• Task goal:
Please give the data again in full, exactly as provided.

• Task input:
PR #883, opened 2021-06-02
Task/DES-1976 - Fix missing file tags for versioned publications

Strmiska:
## Overview: ##
Subsequent versions of a publication would not correctly update the file uuids for the file tags in a project.
We needed to adjust a regex pattern in the file listing for publications as well as update a base path being used when attempting to correct the file uuid being updated in the publication/versioning process.

## PR Status: ##

* [X] Ready.
* [ ] Work in Progress.
* [ ] Hold.

## Related Jira tickets: ##

* [DES-1976](https://jira.tacc.utexas.edu/browse/DES-1976)

## Testing Steps: ##
1. You'll have to copy your project files into a versioned directory you want to test on corral. For example: you would copy the files (which have tags in your project to /published/PRJ-1234v2)
2. When those files are copied shell into the django container running locally and run the following task 
`from designsafe.apps.api import tasks` 
`tasks.swap_file_tag_uuids('PRJ-1234', revision=2)`
3. Check your publication to make sure the file tags appear (in this case v2 of your publication)

### DIFF
--- a/designsafe/apps/projects/managers/publication.py
+++ b/designsafe/apps/projects/managers/publication.py
@@ -495,16 +495,11 @@ def fix_file_tags(project_id, revision=None):
                     fix_tags_no_path(entity)
         else:
             if 'value' in pub_dict[entname] and 'fileTags' in pub_dict[entname]['value'] and check_complete_tags(pub_dict[entname]['value']['fileTags']):
-                logger.info('FIRST IF')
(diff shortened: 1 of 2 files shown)


jarosenb (approved):
LGTM, post site visit we should revisit this and try to deprecate `BaseFileResource`.

PR #884, opened 2021-06-02
task/DES-1963 - Curation Directory mentions Categories for Other

fnets:
## Overview: ##
Other-type projects don't have user-definied categories, so the tutorial explaining them was removed from other-type projects and replaced with a tutorial to move files.

## PR Status: ##

* [X] Ready.
* [ ] Work in Progress.
* [ ] Hold.

## Related Jira tickets: ##

* [DES-1963](https://jira.tacc.utexas.edu/browse/DES-1963)

## Summary of Changes: ##
The template checks if the project's category is other, and displays the correct tutorial as needed.

## Testing Steps: ##
1. Create an empty other-type project or DM Frank to be added to one.
2. Check that the "Working directory" and "Curation directory" both display the tutorial for help moving files, and do not display the tutorial for creating categories
3. Create any other type of empty project
4. Check that the "Curation directory" displays the tutorial for creating categories and that the "Working directory" displays the tutorial for help moving files

## UI Photos:
Curation Directory for an empty other-type project:
 Screen Shot 2021-06-02 at 4 20 40 PM


designsafe/static/scripts/data-depot/components/data-depot-listing/files-listing.template.html
```diff
@@ -143,11 +143,19 @@
...
                     </p>
-                    <p class="lead" style="margin-top:20px" ng-if="$ctrl.editTags">
+                    <p class="lead" style="margin-top:20px" ng-if="$ctrl.editTags && !$ctrl.getType(listing.params.system) == 'Other'">
                         <i class="fa fa-file-text-o">&nbsp;</i><br/>
                         <a href="https://www.youtube.com/watch?v=lfBe04ihQUs&list=PL2GxvrdFrBlkwHBgQ47pZO-77ZLrJKYHV" target="_blank">
                             <i class="fa fa-question-circle" style="font-size: 18px;">&nbsp;</i>
                             Learn how to assign files to categories<br/>
+                        </a>  
+                    </p>
+                    <p class="lead" style="margin-top:20px" ng-if="$ctrl.editTags && $ctrl.getType(listing.params.system) == 'Other'">
```
Strmiska, line 153: `listing.params.system` will not have the project type you're looking for regarding these projects. I don't actually think the project model is anywhere in the listing at the moment. We'll have to dig into the data bindings being passed into the FileLisingComponent. You'll see some one way data bindings that look like `showTags` or `editTags` This might be one way we could set a parameter like `missingFileMessage` that could be a bit more dynamic. Might discuss this in the next meeting.

Strmiska (changes requested):
We'll have to rethink how we do this and take some things into consideration. This will require a more involved fix.

PR #893, opened 2021-06-24
task/DES-2019: Replace node-sass dev dependency with sass

jarosenb:
## PR Status: ##

* [X] Ready.
* [ ] Work in Progress.
* [ ] Hold.

## Related Jira tickets: ##

## Testing Steps: ##
1.


rstijerina:
Out of curiosity, what was this change predicated on?

jarosenb:
> Out of curiosity, what was this change predicated on?

A couple reasons:
- The `node-sass` library is deprecated and this is the suggested migration path: https://sass-lang.com/blog/libsass-is-deprecated
- When node v16 becomes the LTS version and people start using it locally, it will break stuff because the `node-sass` version in package.json needs to be synced with the system-wide node install.

rstijerina (approved):

PR #896, opened 2021-07-02
Task/DES-2013 - Fix issues with collapse tab target on published entities

Strmiska:
## Overview: ##
This fixes a bug related to the collapsing entity tabs on published projects being frozen or not opening when clicked (under certain conditions). Because an entity can be used or categorized multiple times within a publication template we can't use just the `entity.uuid` as the target. We need to account for the possibility of an entity being reused at any level within the project structure. I've attached a simple diagram to explain what I mean.

## PR Status: ##

* [X] Ready.
* [ ] Work in Progress.
* [ ] Hold.

## Related Jira tickets: ##

* [DES-2013](https://jira.tacc.utexas.edu/browse/DES-2013)

## Testing Steps: ##
1. Before you pull this branch you can use an existing project that has entities (experimental, simulation, field research etc...) create an entity to categorize to your mission, experiment, simulation. Use that same entity in two different missions, experitments etc... You should be able to see the bug in the publication preview section when you try to collapse that entity in the preview
2. pull this PR and check that does not happen. The process works the same across all project types besides "other" (because it does not have any categories)

## UI Photos:
dropdown fix


jarosenb (approved):
LGTM

PR #925, opened 2021-11-29
bug/DES-2128: Project serializers are non-deterministic

jarosenb:
## Overview: ##
We have a bunch of serializers that use `list(set(arr))` to dedupe arrays, which is really bad since that doesn't preserve their order and makes testing extremely difficult.

## PR Status: ##

* [X] Ready.
* [ ] Work in Progress.
* [ ] Hold.

## Related Jira tickets: ##

* [DES-2128](https://jira.tacc.utexas.edu/browse/DES-2128)

## Testing Steps: ##
The new test suite should provide proof that we're serializing things deterministically now, but testers should click around My Projects to make sure nothing breaks.


Strmiska (approved):
LTGM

• Response to the exercise:
PR #883, opened 2021-06-02
Task/DES-1976 - Fix missing file tags for versioned publications

Strmiska:
## Overview: ##
Subsequent versions of a publication would not correctly update the file uuids for the file tags in a project.
We needed to adjust a regex pattern in the file listing for publications as well as update a base path being used when attempting to correct the file uuid being updated in the publication/versioning process.

## PR Status: ##

* [X] Ready.
* [ ] Work in Progress.
* [ ] Hold.

## Related Jira tickets: ##

* [DES-1976](https://jira.tacc.utexas.edu/browse/DES-1976)

## Testing Steps: ##
1. You'll have to copy your project files into a versioned directory you want to test on corral. For example: you would copy the files (which have tags in your project to /published/PRJ-1234v2)
2. When those files are copied shell into the django container running locally and run the following task 
`from designsafe.apps.api import tasks` 
`tasks.swap_file_tag_uuids('PRJ-1234', revision=2)`
3. Check your publication to make sure the file tags appear (in this case v2 of your publication)

### DIFF
--- a/designsafe/apps/projects/managers/publication.py
+++ b/designsafe/apps/projects/managers/publication.py
@@ -495,16 +495,11 @@ def fix_file_tags(project_id, revision=None):
                     fix_tags_no_path(entity)
         else:
             if 'value' in pub_dict[entname] and 'fileTags' in pub_dict[entname]['value'] and check_complete_tags(pub_dict[entname]['value']['fileTags']):
-                logger.info('FIRST IF')
(diff shortened: 1 of 2 files shown)


jarosenb (approved):
LGTM, post site visit we should revisit this and try to deprecate `BaseFileResource`.

PR #884, opened 2021-06-02
task/DES-1963 - Curation Directory mentions Categories for Other

fnets:
## Overview: ##
Other-type projects don't have user-definied categories, so the tutorial explaining them was removed from other-type projects and replaced with a tutorial to move files.

## PR Status: ##

* [X] Ready.
* [ ] Work in Progress.
* [ ] Hold.

## Related Jira tickets: ##

* [DES-1963](https://jira.tacc.utexas.edu/browse/DES-1963)

## Summary of Changes: ##
The template checks if the project's category is other, and displays the correct tutorial as needed.

## Testing Steps: ##
1. Create an empty other-type project or DM Frank to be added to one.
2. Check that the "Working directory" and "Curation directory" both display the tutorial for help moving files, and do not display the tutorial for creating categories
3. Create any other type of empty project
4. Check that the "Curation directory" displays the tutorial for creating categories and that the "Working directory" displays the tutorial for help moving files

## UI Photos:
Curation Directory for an empty other-type project:
 Screen Shot 2021-06-02 at 4 20 40 PM


designsafe/static/scripts/data-depot/components/data-depot-listing/files-listing.template.html
```diff
@@ -143,11 +143,19 @@
...
                     </p>
-                    <p class="lead" style="margin-top:20px" ng-if="$ctrl.editTags">
+                    <p class="lead" style="margin-top:20px" ng-if="$ctrl.editTags && !$ctrl.getType(listing.params.system) == 'Other'">
                         <i class="fa fa-file-text-o">&nbsp;</i><br/>
                         <a href="https://www.youtube.com/watch?v=lfBe04ihQUs&list=PL2GxvrdFrBlkwHBgQ47pZO-77ZLrJKYHV" target="_blank">
                             <i class="fa fa-question-circle" style="font-size: 18px;">&nbsp;</i>
                             Learn how to assign files to categories<br/>
+                        </a>  
+                    </p>
+                    <p class="lead" style="margin-top:20px" ng-if="$ctrl.editTags && $ctrl.getType(listing.params.system) == 'Other'">
```
Strmiska, line 153: `listing.params.system` will not have the project type you're looking for regarding these projects. I don't actually think the project model is anywhere in the listing at the moment. We'll have to dig into the data bindings being passed into the FileLisingComponent. You'll see some one way data bindings that look like `showTags` or `editTags` This might be one way we could set a parameter like `missingFileMessage` that could be a bit more dynamic. Might discuss this in the next meeting.

Strmiska (changes requested):
We'll have to rethink how we do this and take some things into consideration. This will require a more involved fix.

PR #893, opened 2021-06-24
task/DES-2019: Replace node-sass dev dependency with sass

jarosenb:
## PR Status: ##

* [X] Ready.
* [ ] Work in Progress.
* [ ] Hold.

## Related Jira tickets: ##

## Testing Steps: ##
1.


rstijerina:
Out of curiosity, what was this change predicated on?

jarosenb:
> Out of curiosity, what was this change predicated on?

A couple reasons:
- The `node-sass` library is deprecated and this is the suggested migration path: https://sass-lang.com/blog/libsass-is-deprecated
- When node v16 becomes the LTS version and people start using it locally, it will break stuff because the `node-sass` version in package.json needs to be synced with the system-wide node install.

rstijerina (approved):

PR #896, opened 2021-07-02
Task/DES-2013 - Fix issues with collapse tab target on published entities

Strmiska:
## Overview: ##
This fixes a bug related to the collapsing entity tabs on published projects being frozen or not opening when clicked (under certain conditions). Because an entity can be used or categorized multiple times within a publication template we can't use just the `entity.uuid` as the target. We need to account for the possibility of an entity being reused at any level within the project structure. I've attached a simple diagram to explain what I mean.

## PR Status: ##

* [X] Ready.
* [ ] Work in Progress.
* [ ] Hold.

## Related Jira tickets: ##

* [DES-2013](https://jira.tacc.utexas.edu/browse/DES-2013)

## Testing Steps: ##
1. Before you pull this branch you can use an existing project that has entities (experimental, simulation, field research etc...) create an entity to categorize to your mission, experiment, simulation. Use that same entity in two different missions, experitments etc... You should be able to see the bug in the publication preview section when you try to collapse that entity in the preview
2. pull this PR and check that does not happen. The process works the same across all project types besides "other" (because it does not have any categories)

## UI Photos:
dropdown fix


jarosenb (approved):
LGTM

PR #925, opened 2021-11-29
bug/DES-2128: Project serializers are non-deterministic

jarosenb:
## Overview: ##
We have a bunch of serializers that use `list(set(arr))` to dedupe arrays, which is really bad since that doesn't preserve their order and makes testing extremely difficult.

## PR Status: ##

* [X] Ready.
* [ ] Work in Progress.
* [ ] Hold.

## Related Jira tickets: ##

* [DES-2128](https://jira.tacc.utexas.edu/browse/DES-2128)

## Testing Steps: ##
The new test suite should provide proof that we're serializing things deterministically now, but testers should click around My Projects to make sure nothing breaks.


Strmiska (approved):
LTGM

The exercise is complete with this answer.